LISTED ENTRIES START

PR #15, opened 2022-08-01
Feature/main-page-data-and-other-changes

antyas:


src/lib/time.ts
```diff
@@ -0,0 +1,33 @@
...
+export const elapsed = {
+  allMinutes: getAllElapsedMinutes,
+  seconds: getElapsedSeconds,
+};
+
+function formatXX(item: number) {
+  return item < 10 ? '0' + item : item;
+}
+
+export function format(timestamp: string) {
```
0x009922, line 24: I'd recommend to define an [opaque](https://github.com/sindresorhus/type-fest/blob/main/source/opaque.d.ts) `Timestamp` type to make types stronger:

```ts
type Timestamp = Opaque<string, 'ISO timestamp'>
```

src/views/AssetsList.vue
```diff
@@ -0,0 +1,101 @@
...
+  <BaseContentBlock :title="$t('assets')" class="assets-list-page">
+    <BaseTable
+      :loading="table.loading.value"
+      :pagination="table.pagination"
+      :items="table.items.value"
+      @next-page="table.nextPage()"
+      @prev-page="table.prevPage()"
+      @set-page="table.setPage($event)"
+      @set-size="table.setSize($event)"
+    >
```
0x009922, line 11: You can refactor `BaseTable` to accept just what `useTable()` returns so you don't need to configure all these props:

```html
<BaseTable :table="table" />
```

src/views/BlocksList.vue
```diff
@@ -15,7 +15,60 @@
...
-          <span class="h-sm cell">{{ $t('validators') }}</span>
+        </div>
+      </template>
+
+      <template #row="{ item }: { item: Block }">
+        <div class="blocks-list-page__row">
+          <span class="cell">
+            <a :href="`/blocks/${item.height}`" class="primary-link">
+              {{ item.height }}
+            </a>
```
0x009922, line 26: Wait, why not `<RouterLink>`? It's not an SPA pattern to reload page on navigation.

src/views/BlocksList.vue
```diff
@@ -15,7 +15,60 @@
...
+
+          <div class="cell">
+            <time class="row-text">{{ format(item.timestamp) }}</time>
+          </div>
+
+          <span class="cell">
+            <BaseCopyRow :name="$t('hash')" :value="item.block_hash">
+              <a :href="`/blocks/${item.height}`" class="primary-link">
+                {{ item.block_hash }}
+              </a>
```
0x009922, line 37: Expect `<RouterLink>` here as well

src/views/BlocksList.vue
```diff
@@ -15,7 +15,60 @@
...
+        </div>
+      </template>
+
+      <template #mobile-card="{ item }: { item: Block }">
+        <div class="blocks-list-page__mobile-card">
+          <div class="blocks-list-page__mobile-row">
+            <span class="h-sm blocks-list-page__mobile-label">{{ $t('height') }}</span>
+            <a :href="`/blocks/${item.height}`" class="primary-link">
+              {{ item.height }}
+            </a>
```
0x009922, line 51: Expect `<RouterLink>` here as well

src/views/BlocksList.vue
```diff
@@ -15,7 +15,60 @@
...
+            <span class="h-sm blocks-list-page__mobile-label">{{ $t('age') }}</span>
+            <time class="row-text">{{ format(item.timestamp) }}</time>
+          </div>
+
+          <div class="blocks-list-page__mobile-row">
+            <span class="h-sm blocks-list-page__mobile-label">{{ $t('hash') }}</span>
+            <BaseCopyRow :name="$t('hash')" :value="item.block_hash">
+              <a :href="`/blocks/${item.height}`" class="primary-link">
+                <ShortHash :hash="item.block_hash" />
+              </a>
```
0x009922, line 64: Expect `<RouterLink>` here as well

src/views/DomainsList.vue
```diff
@@ -11,9 +11,52 @@
...
+          <span class="h-sm cell">{{ $t('accounts') }}</span>
+        </div>
+      </template>
+
+      <template #row="{ item }: { item: Domain }">
+        <div class="domains-list-page__row">
+          <span class="cell">
+            <a :href="`/domains/${item.id}`" class="primary-link">
+              {{ item.id }}
+            </a>
```
0x009922, line 26: Expect `<RouterLink>` here as well

src/views/DomainsList.vue
```diff
@@ -11,9 +11,52 @@
...
+        </div>
+      </template>
+
+      <template #mobile-card="{ item }: { item: Domain }">
+        <div class="domains-list-page__mobile-card">
+          <div class="domains-list-page__mobile-row">
+            <span class="h-sm domains-list-page__mobile-label">{{ $t('name') }}</span>
+            <a :href="`/domains/${item.id}`" class="primary-link">
+              {{ item.id }}
+            </a>
```
0x009922, line 43: Expect `<RouterLink>` here as well

0x009922 (changes requested):
LGTM, expect the moment of using raw `<a>` instead of `<RouterLink>`

src/views/AssetsList.vue
antyas: I left the possibility for custom logic for tables. but probably in this project such freedom is not required. I will redo it in the next pr

src/lib/time.ts
antyas: I do not think that this will add reliability, but I probably will use it later

src/views/BlocksList.vue
antyas: I will definitely fix this in future pr. I'm shocked how could I let this happen.

0x009922 (approved):

PR #16, opened 2022-08-05
Feature/fsd

antyas:


vite.config.ts
```diff
@@ -18,8 +18,15 @@ export default defineConfig({
...
-      { find: 'styles', replacement: resolve(__dirname, './src/styles/main.scss') },
+      { find: 'styles', replacement: resolve(__dirname, './src/shared/ui/styles/main.scss') },
+      { find: '~app', replacement: resolve(__dirname, './src/app') },
+      { find: '~pages', replacement: resolve(__dirname, './src/pages') },
+      { find: '~widgets', replacement: resolve(__dirname, './src/widgets') },
+      { find: '~features', replacement: resolve(__dirname, './src/features') },
+      { find: '~entities', replacement: resolve(__dirname, './src/entities') },
+      { find: '~shared', replacement: resolve(__dirname, './src/shared') },
+      { find: '~base', replacement: resolve(__dirname, './src/shared/ui/components') },
+      { find: '~icons', replacement: resolve(__dirname, './src/shared/ui/icons') },
```
0x009922, line 29: I'd define a shorthand such as

```ts
const resolveSrc = (...paths) => resolve(__dirname, './src', ...paths)
```

src/entities/account.ts
```diff
@@ -1,9 +1,14 @@
...
-export function countNFTs(account: Account): number {
+function countNFTs(account: Account): number {
   return account.assets
     .reduce((sum, a) => a.value.t === 'Store' ? sum + 1 : sum, 0);
 }
+
+export const accountModel = {
+  countCryptos,
+  countNFTs,
+};
```
0x009922, line 14: Not the best solution in terms of tree-shaking. It would be *a bit* more efficient to export function separately.

src/entities/domain.ts
```diff
@@ -1,9 +1,14 @@
...
-export function countNFTs(domain: Domain): number {
+function countNFTs(domain: Domain): number {
   return domain.asset_definitions
     .reduce((sum, ad) => ad.value_type === 'Store' ? sum + 1 : sum, 0);
 }
+
+export const domainModel = {
+  countCryptos,
+  countNFTs,
+};
```
0x009922, line 14: Same as for `./accounts`

src/entities/transaction.ts
```diff
@@ -38,3 +38,7 @@ export function mapTransaction(transaction: TransactionDto): Transaction {
     },
   };
 };
+
+export const transactionModel = {
+  mapFromDto,
+};
```
0x009922, line 44: Same as for `./accounts`

0x009922 (commented):
I am new for FSD, and it looks very interesting for me.

However, I've noticed its violation here, as well as FSD's weak spot that concludes from it. The point is in the shared layer.

FSD guide says:

> Shared — reusable functionality, detached from the specifics of the project/business.

And actually in the `shared` dir I see the only 2 modules that follow this - they are `lib/time` and `modules/table`. They have utilities that don't contain any application-specific logic.

Other parts really confuses me:

- `api` - application DTOs and endpoints. It is the most domain-specific logic I can imagine in the application. It is actually the core of the application, it's core data model the application operates with. And I wonder, where it should be moved within FSD scope? The most close layer I see is Entities layer, but I can't really say that `api` belongs to it. `dto`s - maybe Entities, yes. `http` - implementation details, maybe Entities again, but for me it seems that Entities layer should be a really pure layer without such complex things like HTTP requests. I am confused and I don't know where is the place for `api` in FSD scope. Btw, in DDD `dto` may be placed at Domains layer, and `http` - at Services layer.
- `lib/localization` - nuff said. Again, its really about application specifics and not about something "detached from the specifics of the project/business". And again, I don't know where it should be.
- `model`
  - `header-portal` - App header micro-store. It's a global UI-related state. It is far-far away from "reusable functionality, detached from the specifics of the project/business"
  - `notifications` - same as above
  - `table` - yeah, it looks like a pure shared utility.
- `ui` - base application components, icons & styles. The core word is **application**. I am confused - it is not about this layer, and I can't tell which layer it belongs to again.

So, FSD looks interesting for me, and your implementation reveals a lot for me, but there is a set of unresolved questions for me.

I don't mind if you proceed on your own without any changes in the project structure, but I'd appreciate if you explain me your vision of the issues I've highlighted.

src/entities/account.ts
antyas: This is one of the necessary sacrifices. Since the logic is divided into modules with strong coupling inside, this does not lead to big problems with the weight of imports.

vite.config.ts
antyas: a good idea. I will do so

antyas:
About shared. something that does not apply to the application at all should already be placed in separate packages. the code in the project is still somehow related to the specific logic of the project. Think of shared as a place for common things that are used on all layers above.

The methodology is still young and it still has some shaky places. In fact, current practices are discussed in their telegram channel, and then they are already entered into the documentation.

Api in shared is their direct recommendation. dto should be there. And the frontend-specific data types that are mapped from something will already be in the entities layer.
Shared should have thin api methods. Logic with response processing, mapping and other specific actions will already be on the layers above. but we only need subtle methods so far.

the shared should also have a basic ui without business logic, from which the ui will be built on the remaining layers. I don’t have all the components there clean, but I will fix it in the future, now I just moved it to the right place.

> It is far-far away from "reusable functionality, detached from the specifics of the project/business"

These are project-specific things, but they are auxiliary and do not relate directly to business logic.

I also realized that I made a mistake, and there should not be a model in the shared. Now I will also think about the role of the things that lie there

0x009922 (approved):

PR #17, opened 2022-09-23
last antyas pr

antyas:


src/shared/ui/components/BaseDropdown.vue
```diff
@@ -32,26 +32,26 @@ type DropdownItem = {
 }
 
 type Props = {
-  modelValue: string | number,
+  value: string | number,
```
0x009922, line 35: Why `value` instead of `moduleValue`? The latter one allows for a shorter `v-model` instead of `v-model:value`, and its just a standard Vue 3 way to define a single model value.

src/shared/ui/components/BaseRadioGroup.vue
```diff
@@ -0,0 +1,79 @@
+<template>
+  <div class="base-radio-group">
+    <div
+      v-for="(item, i) in props.items"
+      :key="i"
+      class="base-radio-group__item"
+      :data-active="item.value === props.value || null"
```
0x009922, line 7: `data-` attributes for boolean switches, again.

src/shared/ui/components/BaseTable.vue
```diff
@@ -101,22 +108,22 @@ const segmentInfo = computed(() => {
 const numbers = computed(() => {
   const isMobile = width.value < PAGINATION_BREAKPOINT;
   const max = isMobile ? 6 : 10;
-  const side = isMobile ? 4 : 8;
+  const side = isMobile ? 4 : 7;
   const offset = isMobile ? 1 : 3;
```
0x009922, line 112: Too much magic constants.

src/shared/ui/components/BaseTabs.vue
```diff
@@ -20,11 +20,11 @@ type TabItem = {
 
 type Props = {
   items: TabItem[],
-  modelValue: string,
+  value: string,
 }
```
0x009922, line 24: Same as for `<BaseDropdown>` - why do you change `modelValue` to `value`?

0x009922 (changes requested):
The most critical change I request - change inline mocked API to Cypress-based workflow. It has a great support for [intercepting requests and stubbing their responses with fixtures](https://docs.cypress.io/api/commands/intercept#With-a-fixture). 

Using Cypress will lead to:

- a better DX
- a cleaner and lighter code without tree-shaking problems

src/shared/api/fake-http.ts
```diff
@@ -0,0 +1,69 @@
...
+import { makeDomain } from './mock-factories/domain';
+import { transactionList } from './mock-factories/transaction';
+import { list, pagination } from './mock-factories/utils';
+
+const accounts = list(makeAccount, 200);
+const assets = list(makeAsset, 200);
+const assetDefinitions = list(makeAssetDefinition, 100);
+const domains = list(makeDomain, 50);
+const blocks = list(makeBlock, 50);
+const transactions = transactionList(400);
```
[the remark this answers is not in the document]
antyas: The approach is designed for the fact that with a non-working backend, the application should simulate full performance. the same source of mocks can in theory be used in cypress. But in the opposite direction, the inclusion of cypress for the sake of development independent of the backend looks redundant.

src/shared/api/index.ts
```diff
@@ -0,0 +1,18 @@
...
+  fetchPeers(): Promise<Peer[]>;
+  fetchPeerStatus(): Promise<Status>;
+  fetchRoles(): Promise<Role[]>;
+  fetchBlocks(params?: PaginationParams): Promise<Paginated<BlockShallow>>;
+  fetchTransactions(params?: PaginationParams): Promise<Paginated<TransactionDto>>;
+}
+
+export const http: HTTPService = import.meta.env.VITE_FAKE_API_ENABLED === 'TRUE'
+  ? await import('./fake-http')
+  : await import('./http');
```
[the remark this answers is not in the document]
antyas: This is a dynamic import, loading will be at runtime. about the same as the pages in the router

src/shared/ui/components/BaseDropdown.vue
antyas: moduleValue is not best practice, and is more for those who are used to vue 2.
This view gives us more consistency if we need to add additional v-models.

src/shared/ui/components/BaseLink.vue
```diff
@@ -0,0 +1,37 @@
+<template>
+  <router-link :to="to" class="base-link" :data-monospace="monospace || null">
```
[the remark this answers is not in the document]
antyas: constructions with classes are more cumbersome in the template. date attributes have not had performance problems for a very long time, as they used to. There are even css methodologies tied to their active use.
I came to the conclusion that modifiers made this way are more obvious in the template, more flexible and convenient in css

src/pages/TransactionsList.vue
```diff
@@ -0,0 +1,168 @@
...
+} from '~features/filter-transactions';
+
+const HASH_BREAKPOINT = 1200;
+
+const status = ref<ftm.Status>(null);
+const tab = ref<ftm.Tab>('all');
+
+const { width } = useWindowSize();
+
+const hashType = computed(() => width.value < HASH_BREAKPOINT ? 'short' : 'full');
```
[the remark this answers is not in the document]
antyas: I think you're right

src/shared/ui/components/BaseTable.vue
antyas: It seemed to me that from the context of the code it is clear where and what these values are used for. but you can rewrite the algorithm as you like

src/shared/ui/components/BaseDropdown.vue
0x009922: `modelValue` is a **default** prop for `v-model`. It is not a best practice, neither is yours. Your solution is reasonable **if there are other models**. In fact, there are 0 such cases.

src/shared/ui/components/BaseLink.vue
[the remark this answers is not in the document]
0x009922: Yeah, fine. Anyway, waiting for [`.bool` modifier](https://github.com/leopiccionia/rfcs/blob/leopiccionia/bool-modifier/active-rfcs/0000-v-bind-bool.md).

src/shared/ui/components/BaseTable.vue
0x009922: It has more cognitive pressure than reading of something like:

```ts
const MOBILE_SIDE_SIZE = 4
const DESKTOP_SIDE_SIZE = 7

const side = isMobile ? MOBILE_SIDE_SIZE : DESKTOP_SIDE_SIZE
```

.env.local.example
```diff
@@ -1 +1,2 @@
-VITE_API_URL=http://localhost:4000/api/v1
\ No newline at end of file
+VITE_API_URL=http://localhost:4000/api/v1
+VITE_FAKE_API_ENABLED=FALSE
```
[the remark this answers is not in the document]
0x009922: If you can document your code with types + get intellisence hints, why not?

0x009922 (approved):

PR #18, opened 2022-10-13
[refactor]: do revision

0x009922:
- use `pnpm`
- not sure, but I guess type-check wasn't working; now works for sure anyway
- setup `lint` script
- fix deps
- extend `ImportMetaEnv` type
- use `modelValue` for default `v-model`; `useVModel()`
- chores in ESLint & TypeScript configs
- use `computedEager` to improve performance
- use `block.height` as a key at `<LatestBlocks>`


6r1d (approved):
LGTM

PR #19, opened 2022-10-17
Add a store key count in an asset

6r1d:
Adds a template of the `Store` asset key count as discussed on the meeting. Modifies only the mocks.


0x009922 (commented):
It isn't a good solution, imo.

This is not a place to "render" values. And actually the code does the right thing - it returns an empty metadata object for `Store` asset.

Rendering should be changed at the **view** layer.

PR #20, opened 2022-10-19
[feature]: render `Store` asset as a count of keys

0x009922:
Also make `AssetValue` type stronger
and refactor mocks to be type-stronger as well.


6r1d (approved):
Understood, #19 did not follow [FSD](https://feature-sliced.design/) in that regard. Thanks, LGTM.

6r1d (approved):

PR #24, opened 2022-11-22
[refactor] Remove URL shortening

6r1d:
Demonstrates what happens if we remove shortening on the Latest Transactions.
I believe the alternative solution with https://github.com/soramitsu/iroha2-block-explorer-web/pull/23 is better.

Screenshot_2022-11-22_08-03-37


0x009922 (commented):
I believe that with an increased `line-height` text wrapping for hash will look much better. Consider asking a designer about which `line-height` exactly is suitable.

0x009922:
Not relevant anymore.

LISTED ENTRIES END

HOW TO COMPLETE THIS TASK:
Copy out all the lines of the records that include "best".

TASK RESPONSE:
0x009922, line 14: Not the best solution in terms of tree-shaking. It would be *a bit* more efficient to export function separately.
antyas: moduleValue is not best practice, and is more for those who are used to vue 2.
0x009922: `modelValue` is a **default** prop for `v-model`. It is not a best practice, neither is yours. Your solution is reasonable **if there are other models**. In fact, there are 0 such cases.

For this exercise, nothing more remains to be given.